> **Work task**: Please find the lines in the following records that hold "been", and copy them.

Stored items
>>>
PR #393, opened 2017-01-09
Fix obtaining version from github

kaykurokawa:
I created a tagged lbryum release on github, so now we can get version from there https://github.com/lbryio/lbryum/releases like we do with lbrynet instead of pulling it from the source code pages. 

Obtaining a response using requests can also hang the startup process indefinitely if the github server is slow to respond, or access to github is blocked, so add a conservative timeout.

Further improvement would be to use an asynchronous call to make requests.

### DIFF
--- a/lbrynet/lbrynet_daemon/Daemon.py
+++ b/lbrynet/lbrynet_daemon/Daemon.py
@@ -10,7 +10,6 @@ import base58
 import requests
 import urllib
 import simplejson as json
-from urllib2 import urlopen
 from decimal import Decimal
 
 from twisted.web import server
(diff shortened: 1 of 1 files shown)


jobevers:
An improvement, but I think we should move towards making all of our http requests async, either using request-futures, like the analytics library, or using twisted http://twistedmatrix.com/documents/current/web/howto/client.html.  Requests-futures seems simpler and has a nicer api.

kaykurokawa:
added pylint fixes, will rebase once passed. Will look into what's the best way to do this async

kaykurokawa:
rebase pylint fixes into single commit

jobevers:
LGTM.  Go ahead and merge - can do any async work in a separate PR.

PR #394, opened 2017-01-09
handle dropped api requests

jackrobison:
This cancels API requests that have been dropped/cancelled by a client before receiving a response.

https://app.asana.com/0/198587529699250/239832897034379

### DIFF
--- a/lbrynet/lbrynet_daemon/auth/server.py
+++ b/lbrynet/lbrynet_daemon/auth/server.py
@@ -4,7 +4,7 @@ import urlparse
 from decimal import Decimal
 from zope.interface import implements
 from twisted.web import server, resource
-from twisted.internet import defer, reactor
+from twisted.internet import defer
 from twisted.python.failure import Failure
 from twisted.internet.error import ConnectionDone, ConnectionLost
 from txjsonrpc import jsonrpclib
--- a/lbrynet/lbrynet_daemon/auth/server.py
+++ b/lbrynet/lbrynet_daemon/auth/server.py
@@ -217,15 +217,14 @@ class AuthJSONRPCServer(AuthorizedBase):
         else:
             d = defer.maybeDeferred(function, *args)
 
-        # finished_deferred will fire when the request is finished
-        # this could be because the request is really done, or because the connection dropped
-        # if the connection dropped, cancel the deferred stack
-        # otherwise it'll try writing to a closed request and twisted doesn't like that
+        # finished_deferred will callback when the request is finished and errback if something went wrong
+        # if the errback is called, cancel the deferred stack, this is to prevent request.finish()
+        # from being called on a closed request
 
-        # TODO: don't trap RuntimeError, which is presently done to handle deferredLists that
+        # TODO: don't trap RuntimeError, which is presently caught to handle deferredLists that
         # won't peacefully cancel, namely get_lbry_files
 
-        finished_deferred.addBoth(self._handle_dropped_request, d, function_name)
+        finished_deferred.addErrback(self._handle_dropped_request, d, function_name)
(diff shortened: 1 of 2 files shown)


lbrynet/lbrynet_daemon/auth/server.py
```diff
@@ -109,20 +122,38 @@ def __init__(self, use_authentication=None):
     def setup(self):
         return NotImplementedError()
 
+    def _set_headers(self, request, data, update_secret=False):
```
jobevers: why did you move this?

lbrynet/lbrynet_daemon/auth/server.py
```diff
@@ -185,13 +217,23 @@ def expire_session():
...
-        notify_finish.addErrback(self._response_failed, d)
+        # finished_deferred will fire when the request is finished
+        # this could be because the request is really done, or because the connection dropped
+        # if the connection dropped, cancel the deferred stack
+        # otherwise it'll try writing to a closed request and twisted doesn't like that
+
+        # TODO: don't trap RuntimeError, which is presently done to handle deferredLists that
+        # won't peacefully cancel, namely get_lbry_files
+
+        finished_deferred.addBoth(self._handle_dropped_request, d, function_name)
```
jobevers: Given that `finished_deferred` is "A Deferred which will be triggered when the request is finished -- with a None value if the request finishes successfully or with an error if the request is interrupted by an error (for example, the client closing the connection prematurely)"

It seems worthwhile to treat the two cases differently.  Is there a situation in which finished_deferred will fire  a successful callback without `d` having been called?

lbrynet/lbrynet_daemon/auth/server.py
```diff
@@ -109,20 +122,38 @@ def __init__(self, use_authentication=None):
...
         if response_code != AuthJSONRPCServer.FAILURE:
             request.setResponseCode(response_code)
-        request.write(fault)
-        request.finish()
+        self._render_message(request, fault)
+
+    def _handle_dropped_request(self, result, d, function_name):
+        if not d.called:
+            log.warning("Cancelling dropped api request %s", function_name)
+            reactor.callFromThread(d.cancel)
```
jobevers: why `callFromThread` instead of `calllater(d.cancel)` or simply`d.cancel()`?

lbrynet/lbrynet_daemon/auth/server.py
jackrobison: The addBoth should be (and has been updated to) addErrback.

>Is there a situation in which finished_deferred will fire a successful callback without d having been called?

There shouldn't be, d being called means request.finish() has been called. It seems like there's a  potential race condition if finished_deferred errbacks though: will d be cancelled before it calls request.finish()? If not, then there will be a RuntimeError instead of a ConnectionLos error. Race conditions aside, this also happens if d can't be successfully cancelled, as is the case with the deferredList returned by Daemon.get_lbry_files - but fixing that can go in a separate pr.

lbrynet/lbrynet_daemon/auth/server.py
jackrobison: Just because I'm using it in the render methods bellow it.

jobevers: I should have extended my comment - its useful for the code reviewer if simple housecleaning is in a commit on its own. As it is, its difficult to read through the diff and see whether `_set_headers` was only moved or if it was moved and changed.

jobevers:
Tested by clicking around a bunch really quick (which in the past would cause the error).  LGTM.

I'll look at fixing the merge conflicts.

jobevers:
Rebased as https://github.com/lbryio/lbry/pull/394; closing this.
<<<
> **Response to the task**:
This cancels API requests that have been dropped/cancelled by a client before receiving a response.
It seems worthwhile to treat the two cases differently.  Is there a situation in which finished_deferred will fire  a successful callback without `d` having been called?
jackrobison: The addBoth should be (and has been updated to) addErrback.
>Is there a situation in which finished_deferred will fire a successful callback without d having been called?
There shouldn't be, d being called means request.finish() has been called. It seems like there's a  potential race condition if finished_deferred errbacks though: will d be cancelled before it calls request.finish()? If not, then there will be a RuntimeError instead of a ConnectionLos error. Race conditions aside, this also happens if d can't be successfully cancelled, as is the case with the deferredList returned by Daemon.get_lbry_files - but fixing that can go in a separate pr.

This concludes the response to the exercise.